I committed to a month-long practice of not complaining or gossiping.
No complaining
More often than not, I find the positive in a situation. I didn’t expect this challenge was going to be a challenge. It was. On the first morning, I started to complain about a mess my cat made and had to stop myself mid-complaint. Instead, I cleaned up the mess and continued my morning routine.
As the weeks went on, several incidents happened – a phone call from my dad, my teenager having feelings and a client sending a last-minute resume to review when I had a full schedule. All of them complaint worthy. Sometimes I started to complain and caught myself. In doing so, I took a step back. I shifted my focus from the problem to a solution or complaint to a blessing.

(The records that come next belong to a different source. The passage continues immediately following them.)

PR #303, opened 2017-01-13
Add status logs for etcd & netmaster to aid debugging

neelimamukiri:
We are frequently seeing installs fail with netmaster not starting.
Adding logs to make debugging such cases simpler.

### DIFF
--- a/roles/contiv_network/tasks/main.yml
+++ b/roles/contiv_network/tasks/main.yml
@@ -107,6 +107,24 @@
   retries: 9
   delay: 10
 
+# get the netmaster status for debugging in case there are errors
+- name: get netmaster status
+  shell: systemctl status netmaster -l
+  register: netmaster_status
+  when: (run_as == "master")
+
+- debug: msg={{ netmaster_status.stdout }} verbosity=2
+  when: (run_as == "master")
+  ignore_errors: true
+
+# get the netplugin status for debugging in case there are errors
+- name: get netplugin status
+  shell: systemctl status netplugin -l
+  register: netplugin_status
+
+- debug: msg={{ netplugin_status.stdout }} verbosity=2
+  ignore_errors: true
+
 - include: aci_tasks.yml
   when: (run_as == "master") and (contiv_network_mode == "aci")
 
--- a/roles/etcd/tasks/main.yml
+++ b/roles/etcd/tasks/main.yml
@@ -41,4 +41,13 @@
 - name: start etcd
   service: name=etcd state=started
 
+- name: wait for etcd to startup
+  shell: systemctl status etcd -l
+  register: etcd_result
+  until: etcd_result.stdout.find("Active") != -1
+  retries: 9
+  delay: 10
+
+- debug: msg={{ etcd_result.stdout }} verbosity=2
+  ignore_errors: true
 


roles/contiv_network/tasks/main.yml
```diff
@@ -107,6 +107,10 @@
   retries: 9
   delay: 10
 
+# get the netmaster status for debugging in case there are errors
+- name: get netmaster status
+  shell: systemctl status netmaster -l
+
```
gaurav-dalvi: How does it different than !

https://github.com/contiv/ansible/blob/master/roles/contiv_network/tasks/main.yml#L103

gaurav-dalvi:
This is good. Dont we want to do the same for netplugin service as well ?

neelimamukiri:
I will add netplugin as well.

roles/contiv_network/tasks/main.yml
```diff
@@ -107,6 +107,15 @@
   retries: 9
   delay: 10
 
+# get the netmaster status for debugging in case there are errors
+- name: get netmaster status
```
gaurav-dalvi, line 111: how does it different from https://github.com/contiv/ansible/blob/master/roles/contiv_network/tasks/main.yml#L102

How lucky I am to have a relationship with my father.
How great it is to have someone within my household who challenges things and presents an opportunity to grow. Teenagers are so good at this.
How blessed I am to have clients who are going for opportunities and trust me to be there when they need support.

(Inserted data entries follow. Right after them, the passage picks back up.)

PR #1524, opened 2021-04-01
add possible missing step

edwardsmarkf:
add possible missing step

### DIFF
--- a/guides/migrating.md
+++ b/guides/migrating.md
@@ -7,6 +7,7 @@ This guide explains the new features and changes necessary to migrate to the Fea
 You can run the following to test the latest Dove pre-release in your application:
 
 ```
+npm install -g npm-check-updates;  ## if not already done
 npx npm-check-updates --upgrade --target newest --filter /@feathersjs/
 npm install
 ```


daffl:
Thank you for the pull request. Did you get an error running just the command? `npx` should normally do the installation automatically.

edwardsmarkf:
i get:
# npm-check-updates;
-bash: npm-check-updates: command not found

Thank you,

Mark Edwards

daffl:
The command is `$ npx npm-check-updates` (note the [npx](https://docs.npmjs.com/cli/v7/commands/npx))

edwardsmarkf:
yes i did that and got the error i showed you before.  😁  but maybe
something might be wrong in my setup....?

imho, i would also terminate every command with a semicolon for
readability sake so that way it's clear if this is a new command or an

It was not easy at first, but slowly it became more of a habit to stop, reflect and reframe.
No gossiping
Not surprisingly the practice of no gossiping was more of a challenge. I’m a natural connector and talk to a lot of people. I am curious about everything and listen for information, even when it is not meant for me. I am so eager to share information that sometimes I share news that is not mine. I found myself wanting to share news about other people or projects and again took a step back. I asked myself:
- Is this your news to share?
- Did you come by this information honestly (not overheard on the elevator)?

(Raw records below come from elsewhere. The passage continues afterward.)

PR #1529, opened 2021-04-30
Initial API documentation pages for KoaJS adapter

daffl:
For https://github.com/feathersjs/feathers/pull/2315

### DIFF
--- a/.vuepress/config.js
+++ b/.vuepress/config.js
@@ -44,7 +44,6 @@ module.exports = {
       }],
       '/api/': [{
         title: 'Core',
-        collapsable: false,
         children: [
           'application.md',
           'services.md',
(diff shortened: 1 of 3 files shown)


bertho-zero:
I see that the Koa transporter does not allow to receive an existing app as a second parameter.

And that the express one is not documented.

https://github.com/feathersjs/feathers/blob/a43e7da22b6b981a96d1321736ea9a0cb924fb4f/packages/express/src/index.ts#L24

https://github.com/feathersjs/feathers/blob/a43e7da22b6b981a96d1321736ea9a0cb924fb4f/packages/koa/src/index.ts#L17

daffl:
I believe they are both documented at https://docs.feathersjs.com/api/express.html#express-2 and https://dove.docs.feathersjs.com/api/koa.html#koa-2 it should work pretty much the same (although Koa needed the Object assignment the other way around for inheritance reasons).

bertho-zero:
I don't see any mention of the second argument to use an existing express or koa app, the links you send me show the signature with no arguments.

daffl:
Oooh... sorry I forgot about that, that is a good point.

daffl:
Added to the docs via https://github.com/feathersjs/docs/commit/76a8af41cf8ed6a6a4514470abcbc5314fb9f527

- Does sharing help improve the situation or does it only benefit me by appearing to be in the know?
Results
The result of both practices was an increased awareness of habits. On the first of the month, I happily declared, “Finally, I can complain about stuff!” but I don’t feel like it. Complaining and gossiping don’t add anything to my life or professionalism. They take away.
How about you?
Do you complain a lot? Do you share news about people that you shouldn’t? What habit could you pay deep attention to for a month? Often we think we need to take a course to improve our skills, but self -directed development is valuable too.
What practice could improve the way you show up professionally?